Private Equity Hesitation

Private equity firms are facing growing exit challenges due to macro instability and stalled fundraising. A staggering $3.6 trillion in assets remain unsold, creating a backlog in exits. In addition, one study found that out of the $3.3 billion in new capital being raised by PE firms only one third of that amount is in the current allocations by institutional investors. This results in deals being paused or abandoned as Private Equity is more selective with new investments. Private equity transactions dropped from 92 in the last half or 2024 to 61 in the first half of 2025.

Eric M. Oganesoff, a FOCUS Managing Director, heads FOCUS’s Supply Chain practice and is also a member of the Government and Defense group. He has conducted over 80 M&A, debt and capital raise transactions. He has over 20 years of senior executive level experience in leading businesses ranging from wireless solutions, software, and RFID services to manufacturing, industrial products, energy and environmental products, and government contracting.

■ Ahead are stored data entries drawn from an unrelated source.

PR #1234, opened 2025-04-11
Fix latest clippy warnings

paolobarbolini:
`div_ceil` is from Rust v1.73, `io::Error::other` from Rust v1.74.

I've allowed `clippy::doc_overindented_list_items` for now because it made the markdown more readable.


sfackler:
Thanks!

In the two years prior to joining FOCUS, Mr. Oganesoff led or co-led the formation of three companies in RFID services, supply chain and logistics solutions, and advanced fiber product manufacturing. He led the business strategy development, M&A transactions and capital raise activities as an investor and transition CEO in these ventures.

Before joining FOCUS Mr. Oganesoff served as the CEO or president of several companies. He was president and CEO of TracerNet, an enterprise level wireless mobile asset management solutions provider for commercial fleets. Before that he served as founder, chairman and CEO of Greenstone Industries, a consolidation of specialty fiber environmental product manufacturers and distributors with nine manufacturing facilities across North America. He also served as president of Washington Resources Group, Inc. (WRG), a diversified holding company with a total of 22 operating subsidiaries and high-tech venture capital investments and a wholly-owned subsidiary of Washington Gas Light.

Mr. Oganesoff received a White House appointment to NASA as Special Assistant to the Associate Administrator, Office of Space Flight, where he headed the NASA task force that developed NASA’s first strategic marketing plan for Space Shuttle launch services. In this role he directed efforts to determine sales, pricing strategies, NASA’s involvement in insurance, financing, and countertrade. He received a Presidential Commendation from President Reagan for his work at NASA.

Mr. Oganesoff received his Bachelor of Science degree in electrical engineering from the University of Maryland. He earned his MBA from Southern Illinois University. He has also served on the board of many high-tech and emerging companies and industry associations.